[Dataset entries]
PR #266, opened 2020-02-11
Update P4Runtime version to 1.2.0-dev

antoninbas:
To indicate that this is an unreleased version of P4Runtime, and avoid
confusion.


antoninbas:
@chrispsommers No need to track every change (dev.1 -> dev.2 -> dev.3, ...) just like we are not going to create a Github release every time we make a change. The purpose of this change is just to avoid confusion between the latest release (currently 1.1.0) and the version under development (currently 1.2.0).

PR #271, opened 2020-03-12
Add metadata bytes field

### LINKED ISSUE #267: Support a string "cookie" in TableEntry
The current "controller_metadata" has type uint64: https://github.com/p4lang/p4runtime/blob/v1.1.0/proto/p4/v1/p4runtime.proto#L160. This is probably legacy from OpenFlow, where each flow can have a 64-bit integer cookie. We would like to be able to store an arbitrary string as metadata with each table entry.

How to complete this task: Going from the line that has "Add metadata bytes field" through the last line of the entries, retype each line exactly as given and add nothing.

Answer below:
Add metadata bytes field

### LINKED ISSUE #267: Support a string "cookie" in TableEntry
The current "controller_metadata" has type uint64: https://github.com/p4lang/p4runtime/blob/v1.1.0/proto/p4/v1/p4runtime.proto#L160. This is probably legacy from OpenFlow, where each flow can have a 64-bit integer cookie. We would like to be able to store an arbitrary string as metadata with each table entry.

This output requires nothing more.